Filter the records down to the lines that hold the word "check", and copy each of those lines.

» **Input**:
-- -- --

Issue #2987, opened 2016-11-11
Mysql and Postgres modules should allow addition of custom queries


ajaybhatnagar:
Features Request:

Database monitoring modules of Mysql/Postgres should allow adding additional sql commands / queries to collect additional db performance data to customize dashboards in addition to outputs from standard commands.

Would like to see Cassandra module included .

Thanks
Ajay

ruflin:
Can you add some examples for the metrics / queries you would run?

ajaybhatnagar:
For example current mysql module collects data only from show status command. If one wants to use show global status, then there are additional parameters included. Similarly if performance stats are enabled, there are many more data available for monitoring and plotting. There one can enable selective data by specifying queries of interest in the metricbeat mysql module configuration, it can become a powerful tool for monitoring and analyzing db performance.

In general, in my view, for any monitoring tool, it should be possible to define a set of commands to be used to collect data from remote node, map the output data fields to corresponding json document for ES storage. That way one need not build new beats but use modular approach to enhance / modify data collection from the remote source, and setup it's field mapping for storing the document. Thus a generic beat module can be reused and reconfigured for multiple uses for different types of monitoring data collection.

ruflin:
I would split up this enhancement request in three parts:

* Provide all metrics which were retrieved from a stats API instead of just a filtered and revised subset. An idea for this see https://github.com/elastic/beats/pull/3001
* Allow free form of queries for fetching stats 
* Allow execution of external scripts to fetch stats

For the free form of queries, [httpbeat](https://github.com/christiangalsterer/httpbeat) comes to my mind. Also something that applies here is probably httpbeat which allows to query any http endpoint. It does not necessarely apply to all module types. An other one is [mysqlbeat](https://github.com/adibendahan/mysqlbeat). Is that the direction you were thinking?

Number 3 is the most powerful but also most complex one as it goes into external script execution. We decided to not touch this topic for at least the first version of metricbeat :-)

ajaybhatnagar:
Agree that subset of stats is not sufficient and full set of metrics be exported for any application in general. Since in case of Mysql (or Mariadb) sources of monitoring data comes from different tables (like performance tables, sys tables etc), data needed for having a meaningful monitoring or analyzing issues, would have to be in one place. That is where I think these beats can be very useful . This is where free form of queries would come handy to build custom monitoring on top of standard beats. This should not required "Recompile of code" but added / subtracted thru config files.

[...]

PR #3051, opened 2016-11-22
Add a generic jmx/jolokia metricset to metricbeat

vas78:
This is a generic metricset for fetching data from jmx using jolokia.


ruflin:
@vas78 Thanks a lot for this contribution.

So far we always predefined the data structure for each metricset in the fields.yml so can guarantee the mapping in elasticsearch is correct. With jmx this becomes a little bit tricky. Few questions as I'm not too familiar with the output coming from Jolokia / JMX:

* Is there a base structure / common fields that are always the same?
* Config is currently quite tricky to get it right. Do you see an option to simplify this?

vas78:
@ruflin I'm afraid that's exacly the point: it's up to beats user to decide which metrics he/she would like to collect with jolokia. I could image adding some common fields like uptime, heap size, java process cpu usage etc, but I`m not quite sure if it makes any sense here.

To the second question: I could try converting the current solution with an embedded json in mapping into an array of values like "metric:alias", e.g.:

    -
      host: localhost:4008
      mapping:
          "java.lang:type=Runtime:::Uptime":"uptime"
          "java.lang:type=Memory:::HeapMemoryUsage":"memory.heap_usage"
          "java.lang:type=Memory:::NonHeapMemoryUsage":"memory.non_heap_usage"
      application: application1
      instance: instance1

What do you think?

ruflin:
@vas78 Sorry for the late answer. Some more thoughts form my side:

We recently introduce `raw` fields in Metricbeat. This is for all event data we do not know the type of in advance or didn't create mapping for the index template. It would be nice if we could push some generic data for all events into a specific mapping and have all the other data under `raw` for the moment.

Looking at your events above it seems like that data for a specific MBean is known in advance. So what if we would split the above up in 2 parts:

* Generic JMX connector
* Specific MBean Metricsets

In the above case we would have for example:

```
modules:
- module: jolokia
  metricsets: ["runtime", "memory"]
```

In your test cases you also have Cassandra data. So the `cassandra` module would use the jmx connection as a library but I assume for Cassandra we know in advance what the structure of the events is.

The customer mapping definition of the jmx module goes in a similar direction as the request here: https://github.com/elastic/beats/issues/2987 There are still lots of discussion ongoing on how to make this happen best in a generic way. Inputs are more then welcome.

@vas78 Does the above assumptions make sense related to JMX?

@radoondas Mentioning you here as I know you were also looking in JMX in the past.

vas78:
@ruflin Ok, makes sense. I will split up the module into some "standard" metricsets like memory, runtime, etc. and one "free-style" metricset that can be configured as desired.

ruflin:
@vas78 Great. Potentially you can split it up in 2 PR's because we will potentially have some additional discussions on the `free-style` part but that should not block the ` standard` part to get in.

ruflin:
@vas78 Here is a first idea on the example of mysql on how a "generic" metricset could work: https://github.com/elastic/beats/pull/3170

ruflin:
@vas78 Anything I could help here with? It would be really nice to get support for jolokia / jmx in metricbeat.

vas78:
@ruflin sorry, it`s taking a bit longer than I though especially due to all the deadlines just before holidays :( I will provide an update soon.

ruflin:
@vas78 No worries. Looking forward to the changes.

ruflin:
@vas78 Did you have any chance to work on this one recently?

vas78:
@ruflin I`ve made two attempts to refactor the code and split up the module into "standard" and "custom" part, but did not really like the result. Yes, there are some metrics in MBean that are always present in every JVM, but one of the most important of these "standard" metrics - GC - depends heavily on the GC strategy configured in the application. Hard coding all of these strategies makes not that much sense since we already have a dynamic metrics mapping that solves this problem. The rest of these "standard" metrics are just some CPU and threading usage stats that are not that valuable alone in this context.

Your proposal regarding the possible future use case for custom jolokia module is embedding it into other application specific modules, e.g. cassandra, kafka, etc. and hence providing a strict mapping for each application metric set. I still think it`ll be pretty hard to guess which metrics would the "common" user pick for each application and this could end up in the constant flow of requests to add this one and that one extra metric. So why not let the users decide and configure it for themselves from the very beginning? The only difficulty in that case is really just creating/adjusting the right index mapping in Elastic which is quite simple in that case (I had to do that multiple times daily in the very beginning for every application we currently monitor with beats).

Having said all that, I would like to return to the original PR and focus on the dynamic jolokia module, rather than creating new static metricsets. Maybe I could in fact simplify the config and make it more user-friendly? Please let me know what you think.

ruflin:
@vas78 Thanks for pushing forward on this one. The reason for the fixed mapping is that we try to have a good out of the box experience whenever possible. But I see your point that with jolokia this can become quite tricky. So 👍  on moving forward with the initial proposal and figure out some better options for how to configure it. 

In the meantime we also have the prometheus/collector metricset wich builds the foundation of such a "dynamic" metricset: https://github.com/elastic/beats/tree/master/metricbeat/module/prometheus/collector The most important part here is that it can set the namespace: https://github.com/elastic/beats/blob/master/metricbeat/module/prometheus/collector/collector.go#L107 Could you update your PR with making the namespace possible? I will have a look again on your PR with the above in mind.

ruflin:
I looked at the configuration again and here are some ideas on what we could do:


JSON based:

```
- host: localhost:4008
  mapping: '{"java.lang:type=Runtime:::Uptime":"uptime","java.lang:type=GarbageCollector,name=ConcurrentMarkSweep:::CollectionTime":"gc.cms_collection_time","java.lang:type=GarbageCollector,name=ConcurrentMarkSweep:::CollectionCount":"gc.cms_collection_count","java.lang:type=GarbageCollector,name=ParNew:::CollectionTime":"gc.parnew_collection_time","java.lang:type=GarbageCollector,name=ParNew:::CollectionCount":"gc.parnew_collection_count","java.lang:type=Memory:::HeapMemoryUsage":"memory.heap_usage","java.lang:type=Memory:::NonHeapMemoryUsage":"memory.non_heap_usage"}'
```


One line per metric:
```
- host: localhost:4008
  mappings:
    - "java.lang:type=Runtime:::Uptime":"uptime"
    - "java.lang:type=GarbageCollector,name=ConcurrentMarkSweep:::CollectionTime":"gc.cms_collection_time"
    - "java.lang:type=GarbageCollector,name=ConcurrentMarkSweep:::CollectionCount":"gc.cms_collection_count"
    - "java.lang:type=GarbageCollector,name=ParNew:::CollectionTime":"gc.parnew_collection_time"
    - "java.lang:type=GarbageCollector,name=ParNew:::CollectionCount":"gc.parnew_collection_count"
    - "java.lang:type=Memory:::HeapMemoryUsage":"memory.heap_usage"
    - "java.lang:type=Memory:::NonHeapMemoryUsage":"memory.non_heap_usage"
```

Abstracted to YAML:	
```
- host: localhost:4008
  mappings:
    - type: Runtime
      attr: Uptime
      field: uptime
    - type: GarbageCollector
      name: ConcurrentMarkSweep
      attr: CollectionTime
      field: gc.cms_collection_time
    - type: GarbageCollector
      name: ConcurrentMarkSweep
      attr: CollectionCount
      field: gc.cms_collection_count
    - type: GarbageCollector
      name: ParNew
      attr: CollectionTime
      field: gc.parnew_collection_time
```

The above would allow, to potentially add the field type which would allow us to create a template out of it. So we could potentially create a template on the first run and push it to elasticsearch.

```
- host: localhost:4008
  mappings:
    - type: Runtime
      attr: Uptime
      field: uptime
      field_type: integer
```

My favorite option is currently the Abstract YAML one because I think it is the most extentable and it does not require the user to get the strings correctly, like 3 `:` etc.

ruflin:
@nfrankel Would be interesting to get your input on this one as you recently published https://blog.frankel.ch/feedback-on-feeding-spring-boot-metrics-to-elasticsearch/#gsc.tab=0 Which way would work best for you?

nfrankel:
@ruflin As a (lazy) configurer, my preferred option would be to copy-paste the `ObjectName` from the jconsole _e.g._ `java.lang:type=GarbageCollector,name=PS MarkSweep`.

Also, though I understand about the consequences of what @vas78 wrote, I still think that having standard metric sets could help tremendously. Their internal implementations can still be based on the same format that the free form metric set use anyway.

Note that though I read the thread, I'm neither a Go nor a JMX expert (like @rhuss - Hallo Kumpel !), so I might have overlooked something that seem evident to more advanced people.

ruflin:
@rhuss @nfrankel Thanks for taking a look at this. 

@nfrankel That seems your preferred option for a first try would be `one line per metric`. I'm happy to start with this option. @vas78 WDYT?

About the standard metrics: We can build that definitively on top of this dynamic fetcher. Do you have some suggestion on which metrics you would like to put together in a metricset?

vas78:
@ruflin Actually I liked the idea of the abstracted yaml since it eliminates the necessity to use some custom delimiter for mbean and attribute values that the "one line per metric" approach requires. And since we will still need not just the mbean object name itself but the attribute and it`s mapping as well, what would you say to this one?
>     -
>       host: localhost:4008
>       mapping:
>         - mbean: 'java.lang:type=Runtime'
>           attributes:
>             - attr: Uptime
>               field: uptime
>         - mbean: 'java.lang:type=GarbageCollector,name=ConcurrentMarkSweep'
>           attributes:
>             - attr: CollectionTime
>               field: gc.cms_collection_time
>             - attr: CollectionCount
>               field: gc.cms_collection_count
> 

This would allow lazy configurers like @nfrankel (and myself :)) to copy-paste the mbean name from jconsole on the one hand and group all attributes belonging to the the same mbean and thus improve config readability and maintainability on the other.
Later on we could also add an optional field_type element for dynamic template generation as originally proposed by @ruflin.

ruflin:
@vas78 SGTM. You guys are here the experts :-)

ruflin:
@vas78 It seems some generate files are out of date. Try to run `make update` and push the changes again.

vas78:
@ruflin Renamed the module and ran make update, but the "check" CI Target still fails, can you please take a look at it? Thanks!

ruflin:
@vas78 For the `check` build part, `make update` should solve your problem. Can you run it again and make sure you don't get any local diffs left?

For the other test failing. This could be old flaky one. Any chance that you could rebase on master? This should also resolved the conflicts above (files were removed in a recent PR).

metricbeat/_meta/beat.full.yml
```diff
@@ -121,6 +121,14 @@ metricbeat.modules:
   #period: 10s
   #hosts: ["tcp://127.0.0.1:14567"]
 
+#------------------------------- Jolokia Module ------------------------------
+- module: jolokia
+  metricsets: ["dynamic"]
```
ruflin: should we call it `jmx`? Not sure about the name :-)

metricbeat/_meta/beat.full.yml
```diff
@@ -121,6 +121,14 @@ metricbeat.modules:
...
+  enabled: true
+  period: 10s
+  hosts: ["localhost"]
+  namespace: "jolokia_metrics"
```
ruflin: lets call this `metrics` as `jolokia` will be already part of the namespace anyways.

metricbeat/docs/fields.asciidoc
```diff
@@ -2390,6 +2391,47 @@ type: integer
...
+
+
+[float]
+== dynamic Fields
+
+dynamic
+
+
+[float]
+=== jolokia.dynamic._namespace
```
ruflin: No need to document this one. This field will be removed and placed under `metricset.namespace`.

metricbeat/docs/fields.asciidoc
```diff
@@ -2390,6 +2391,47 @@ type: integer
...
+
+type: keyword
+
+Namespace
+
+[float]
```
ruflin: Do these 2 fields really exist in all events?

metricbeat/metricbeat.yml
```diff
@@ -46,7 +46,13 @@ metricbeat.modules:
   period: 10s
   processes: ['.*']
 
-
+#------------------------------- Jolokia Module ------------------------------
```
ruflin: If you use `short_config: false`in the module fields.yml it will not show up here. See https://github.com/elastic/beats/blob/master/metricbeat/module/kafka/_meta/fields.yml#L7

metricbeat/module/jolokia/_meta/config.yml
```diff
@@ -0,0 +1,7 @@
+- module: jolokia
```
ruflin: Currently we commend out the config by default so it is not enabled. This might change in the near future: https://github.com/elastic/beats/blob/master/metricbeat/module/kafka/_meta/config.yml

metricbeat/module/jolokia/dynamic/_meta/data.json
```diff
@@ -0,0 +1,36 @@
+{
+    "@timestamp": "2016-08-27T20:26:21.837Z",
+    "beat": {
+        "hostname": "seu",
+        "name": "seu"
+    },
+    "jolokia": {
+        "dynamic": {
+            "gc": {
```
ruflin: This needs to be updated / removed to not cause confusion.

metricbeat/module/jolokia/dynamic/data.go
```diff
@@ -0,0 +1,103 @@
...
+	if err != nil {
+		return nil, fmt.Errorf("Cannot unmarshal json response: %s", err)
+	}
+
+	debugf("Unmarshalled json: ", entries)
+
+	event := map[string]interface{}{}
+
+	if application != "" {
+		event["application"] = application
```
ruflin: I see, this is really a predefined field. Except for putting it under a fixed namespace I don't have a good idea yet where we could put these and how to document it.

In docker we have a similar problem where several metricsets also have the container info. We use some tricks there to add this info the the evend and have it then under the container metricset. Perhaps we should also introduce such a namespace here. `jolokia.?.application`. Like this we can also document it as it will not be under the dynamic namespace. Some suggestions with what we should replace ?

metricbeat/module/jolokia/_meta/fields.yml
```diff
@@ -0,0 +1,10 @@
+- key: jolokia
+  title: "Jolokia"
+  description: >
+    Jolokia Module
+  fields:
```
ruflin: Can you add an experimental flag here? https://github.com/elastic/beats/blob/master/metricbeat/module/kafka/_meta/fields.yml#L6

metricbeat/module/jolokia/dynamic/jolokia.go
```diff
@@ -0,0 +1,98 @@
...
+	mb.BaseMetricSet
+	client          *http.Client      // HTTP client that is reused across requests
+	metricSetConfig []MetricSetConfig // array containing urls, bodies and mappings
+	namespace       string
+}
+
+// New create a new instance of the MetricSet
+func New(base mb.BaseMetricSet) (mb.MetricSet, error) {
+	// Additional configuration options
+	config := struct {
```
ruflin: Please add an experimental message here: https://github.com/elastic/beats/blob/master/metricbeat/module/kafka/partition/partition.go#L40

metricbeat/_meta/beat.full.yml
ruflin: Ignore that and lets go for dynamic at the moment (except you like jmx better).

ruflin:
@vas78 I was thinking if we can perhaps help you with this PR to get it into metricbeat? Let me know if we should take over from here or if we can help you in any way.

vas78:
@ruflin Sorry, I was totally overloaded with some other projects lately and had no time to look into this one. Would be great if you can take it over from here, many thanks!

ruflin:
@vas78 Great, will take over from here and ping you in case I have some questions :-)

ruflin:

-- -- --

» **Solution to the exercise**:
@ruflin Renamed the module and ran make update, but the "check" CI Target still fails, can you please take a look at it? Thanks!
@vas78 For the `check` build part, `make update` should solve your problem. Can you run it again and make sure you don't get any local diffs left?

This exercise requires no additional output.